■ **Prompt**:
Look over the listing below and report how many of its lines contain the string "same", with no other words.

■ **Supplied data**:
■ ■ ■

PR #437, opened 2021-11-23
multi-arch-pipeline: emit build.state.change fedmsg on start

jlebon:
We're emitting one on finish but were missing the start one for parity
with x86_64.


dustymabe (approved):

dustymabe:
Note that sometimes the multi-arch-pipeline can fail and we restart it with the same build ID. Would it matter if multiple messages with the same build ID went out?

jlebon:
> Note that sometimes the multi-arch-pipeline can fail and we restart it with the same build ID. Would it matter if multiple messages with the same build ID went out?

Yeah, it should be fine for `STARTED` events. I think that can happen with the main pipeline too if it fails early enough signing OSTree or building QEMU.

■ ■ ■

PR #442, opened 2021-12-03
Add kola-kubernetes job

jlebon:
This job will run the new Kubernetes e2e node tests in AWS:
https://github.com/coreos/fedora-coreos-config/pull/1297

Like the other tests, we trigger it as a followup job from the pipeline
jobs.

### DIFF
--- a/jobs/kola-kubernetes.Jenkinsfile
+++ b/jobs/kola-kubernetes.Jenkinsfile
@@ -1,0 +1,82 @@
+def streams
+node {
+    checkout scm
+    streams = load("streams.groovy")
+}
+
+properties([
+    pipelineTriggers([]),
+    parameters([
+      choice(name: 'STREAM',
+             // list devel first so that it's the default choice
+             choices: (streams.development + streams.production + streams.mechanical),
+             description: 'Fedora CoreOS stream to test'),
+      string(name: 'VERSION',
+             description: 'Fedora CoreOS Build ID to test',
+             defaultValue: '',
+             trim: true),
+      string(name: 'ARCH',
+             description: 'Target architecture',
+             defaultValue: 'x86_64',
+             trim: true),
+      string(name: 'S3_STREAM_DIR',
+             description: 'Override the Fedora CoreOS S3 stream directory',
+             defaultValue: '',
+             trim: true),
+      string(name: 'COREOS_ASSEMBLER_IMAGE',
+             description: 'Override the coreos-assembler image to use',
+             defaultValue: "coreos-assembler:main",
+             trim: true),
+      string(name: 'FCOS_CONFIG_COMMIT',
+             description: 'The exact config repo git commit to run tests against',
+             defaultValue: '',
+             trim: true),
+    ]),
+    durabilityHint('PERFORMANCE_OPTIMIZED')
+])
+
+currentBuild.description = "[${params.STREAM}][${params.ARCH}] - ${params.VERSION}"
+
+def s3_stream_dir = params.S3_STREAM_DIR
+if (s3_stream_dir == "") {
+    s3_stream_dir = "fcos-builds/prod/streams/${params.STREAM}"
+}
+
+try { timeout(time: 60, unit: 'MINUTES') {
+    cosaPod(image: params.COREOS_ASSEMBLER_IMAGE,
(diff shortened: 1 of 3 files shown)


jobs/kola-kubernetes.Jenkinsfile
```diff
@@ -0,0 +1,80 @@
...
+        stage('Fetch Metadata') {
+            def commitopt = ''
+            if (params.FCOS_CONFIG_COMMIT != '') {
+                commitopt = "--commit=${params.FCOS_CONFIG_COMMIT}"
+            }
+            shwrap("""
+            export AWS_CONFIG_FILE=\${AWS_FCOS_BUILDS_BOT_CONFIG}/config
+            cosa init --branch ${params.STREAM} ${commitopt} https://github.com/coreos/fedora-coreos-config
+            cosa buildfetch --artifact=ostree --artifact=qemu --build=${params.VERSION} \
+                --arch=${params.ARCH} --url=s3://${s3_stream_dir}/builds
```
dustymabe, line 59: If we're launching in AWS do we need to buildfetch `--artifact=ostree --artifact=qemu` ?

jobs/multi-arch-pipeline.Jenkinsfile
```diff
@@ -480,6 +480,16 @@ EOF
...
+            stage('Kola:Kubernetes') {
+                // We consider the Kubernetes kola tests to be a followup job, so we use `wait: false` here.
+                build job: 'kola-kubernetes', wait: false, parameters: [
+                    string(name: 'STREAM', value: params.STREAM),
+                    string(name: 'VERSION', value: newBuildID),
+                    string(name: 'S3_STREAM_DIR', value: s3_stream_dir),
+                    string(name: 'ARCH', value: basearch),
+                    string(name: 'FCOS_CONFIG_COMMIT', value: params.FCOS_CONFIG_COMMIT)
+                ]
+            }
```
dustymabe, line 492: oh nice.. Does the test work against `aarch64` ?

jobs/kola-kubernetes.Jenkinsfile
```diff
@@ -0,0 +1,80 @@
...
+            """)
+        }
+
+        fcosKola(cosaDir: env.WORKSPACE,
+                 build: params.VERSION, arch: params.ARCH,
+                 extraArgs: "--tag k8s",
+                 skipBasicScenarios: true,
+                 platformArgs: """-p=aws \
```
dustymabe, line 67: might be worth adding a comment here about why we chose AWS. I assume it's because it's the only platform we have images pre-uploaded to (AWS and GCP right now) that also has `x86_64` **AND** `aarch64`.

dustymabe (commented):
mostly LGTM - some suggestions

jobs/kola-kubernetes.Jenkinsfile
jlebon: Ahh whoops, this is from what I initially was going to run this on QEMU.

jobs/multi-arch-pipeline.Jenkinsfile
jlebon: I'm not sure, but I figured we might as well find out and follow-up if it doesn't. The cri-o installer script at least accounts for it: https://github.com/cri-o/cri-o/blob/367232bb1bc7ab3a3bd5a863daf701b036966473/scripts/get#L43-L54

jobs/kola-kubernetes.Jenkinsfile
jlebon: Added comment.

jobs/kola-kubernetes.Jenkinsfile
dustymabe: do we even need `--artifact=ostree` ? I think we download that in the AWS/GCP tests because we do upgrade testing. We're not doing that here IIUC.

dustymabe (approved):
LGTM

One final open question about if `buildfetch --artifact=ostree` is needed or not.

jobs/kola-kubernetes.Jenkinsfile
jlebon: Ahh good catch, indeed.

■ ■ ■

■ **Task answer**:
2